*Source material*.
--- START ---
PR #2974, opened 2022-06-15
return early on ocdav move requests with body

C0rby:
Added a check if a ocdav move request contains a body. If it does a 415 415 (Unsupported Media Type) will be returned.

https://datatracker.ietf.org/doc/html/rfc4918#section-8.4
--- END ---
*Problem*.
Once you have read the entries, reproduce each one exactly.

*Output below*.
PR #2974, opened 2022-06-15
return early on ocdav move requests with body

C0rby:
Added a check if a ocdav move request contains a body. If it does a 415 415 (Unsupported Media Type) will be returned.

https://datatracker.ietf.org/doc/html/rfc4918#section-8.4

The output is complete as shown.